Blan

msg:3981945 | 1:13 pm on Sep 1, 2009 (gmt 0) |
IMO, it will disable the page http://www.example.com/pages only. :)
# For most search engines' bots... User-agent: * Disallow: /pages/subfolder_1/ # the subforlder_1 includes the pages you want to block.
# Google support some pattern matching, the following blocks the pages in the sub-directory of the directory *pages*, but allow other pages exist in the directory pages directly. User-agent: * Disallow: /pages/*/*
I don't test them. Google webmaster world give us a wonderful tool to test robots.txt.
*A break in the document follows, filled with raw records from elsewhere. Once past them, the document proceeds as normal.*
PR #3015, opened 2026-09-03
fix(cloudfront): echo TrustedSigners in cache behaviors so the AWS provider does not segfault

matanbaruch:
## What

Creating an `aws_cloudfront_distribution` against floci crashes the Terraform/pulumi AWS provider on read-back. `DefaultCacheBehavior` (and `CacheBehavior`) omit the `TrustedSigners` object, but the provider does `len(dcb.TrustedSigners.Items)` with **no nil guard** (`flattenDefaultCacheBehavior`), so an omitted object is a nil pointer dereference:

```
[signal SIGSEGV ...]
terraform-provider-aws/internal/service/cloudfront.flattenDefaultCacheBehavior(...)
  distribution_configuration_structure.go
...resourceDistributionRead -> resourceDistributionCreate
```

The create succeeds, then the read-back panics and kills the whole apply, orphaning the distribution.

## Fix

Why do you test it by yourself? :)
|
SwipeTheMagnets

msg:3984241 | 6:56 pm on Sep 4, 2009 (gmt 0) |
I have a question for the group - Does anyone see a problem with the following: # Allow Google User-agent: googlebot Disallow: /example.html # Allow Yahoo User-agent: Slurp Disallow: /example.html # Allow MSN User-agent: msnbot Disallow: /example.html # Restrict All Crawlers But The Ones Above User-agent: * Disallow: / Any feedback is greatly appreciated!
|
seomonster

msg:3984682 | 12:25 pm on Sep 5, 2009 (gmt 0) |
I've just tested this in GWT and Googlebot is allowed so I would assume the other major SE bots are also allowed and that Disallow: / is keeping all other bots out. I don't see a problem with it, even with the specific page restrictions it appears to work fine. Does anybody know of any other good tool to test robots.txt syntax other than in GWT?
|
jdMorgan

msg:3984696 | 1:43 pm on Sep 5, 2009 (gmt 0) |
Responding to the initial post, Disallow: /pages will disallow the file called "/pages", the directory called "/pages/", and all URL-paths below that directory. Anything that starts with "/pages" will be disallowed. Robots.txt uses prefix-matching, so any URL that matches the prefix that you put in the Disallow directive will be disallowed. While Googlebot and a few other search engines' robots support limited pattern-matching, and even an "Allow" directive in some cases, there is no 'universal' solution to this problem other than to fix the structure of your site, and to prevent the duplicate-content problems in the first place. Also, I'm not sure why you say that "301 redirects are out of the question," but if this is a limitation imposed by your hosting, then it's time to get a new host. Jim
|
Robert Charlton

msg:3989520 | 3:51 am on Sep 15, 2009 (gmt 0) |
To block a specific page only... use the meta robots tag instead of robots.txt, on the page you don't want indexed, in the head section. In this case, the syntax would be: <meta name="robots" content="noindex,follow">
|
AnkitMaheshwari

msg:3989530 | 4:11 am on Sep 15, 2009 (gmt 0) |
One of the easy ways is to using following code to block /pages/ only. User-agent: * disallow: /pages/index.html Assuming that the index.html is the main page for /pages/ directory.
|
|